Copy out the entries below in full and exactly.

DATA EXCERPTS:
-.-.-
PR #351, opened 2019-12-10
added preliminary version of lqe function, which calculates the gain …

sawyerbfuller:
…for a steady-state Kalman filter.

### DIFF
--- a/control/statefbk.py
+++ b/control/statefbk.py
@@ -43,10 +43,11 @@
 import numpy as np
 import scipy as sp
 from . import statesp
+from .mateqn import care
 from .statesp import _ssmatrix
 from .exception import ControlSlycot, ControlArgument, ControlDimension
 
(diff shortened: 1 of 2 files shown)


bnavigator:
Travis CI fails on some jobs for two different reasons:

- Python3.7 with slycot: missing symbol _dgebal. This has nothing to do with this PR and looks like a broken blas/lapack environment.

- Python 2.7: Invalid syntax using the `@` operator. Replace by `numpy.dot()` or wait until Python 2 support is dropped.

A unit test would not hurt.

sawyerbfuller:
Hi Ben, thanks for the suggestion. Added a unit test and python 2 compatibility

murrayrm:
Travis CI is failing because of `slycot` issue addressed in PR #353.  Checked via personal repository that all tests pass with that fix => ready to merge.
-.-.-
SOLUTION BELOW:
PR #351, opened 2019-12-10
added preliminary version of lqe function, which calculates the gain …

sawyerbfuller:
…for a steady-state Kalman filter.

### DIFF
--- a/control/statefbk.py
+++ b/control/statefbk.py
@@ -43,10 +43,11 @@
 import numpy as np
 import scipy as sp
 from . import statesp
+from .mateqn import care
 from .statesp import _ssmatrix
 from .exception import ControlSlycot, ControlArgument, ControlDimension
 
(diff shortened: 1 of 2 files shown)


bnavigator:
Travis CI fails on some jobs for two different reasons:

- Python3.7 with slycot: missing symbol _dgebal. This has nothing to do with this PR and looks like a broken blas/lapack environment.

- Python 2.7: Invalid syntax using the `@` operator. Replace by `numpy.dot()` or wait until Python 2 support is dropped.

A unit test would not hurt.

sawyerbfuller:
Hi Ben, thanks for the suggestion. Added a unit test and python 2 compatibility

murrayrm:
Travis CI is failing because of `slycot` issue addressed in PR #353.  Checked via personal repository that all tests pass with that fix => ready to merge.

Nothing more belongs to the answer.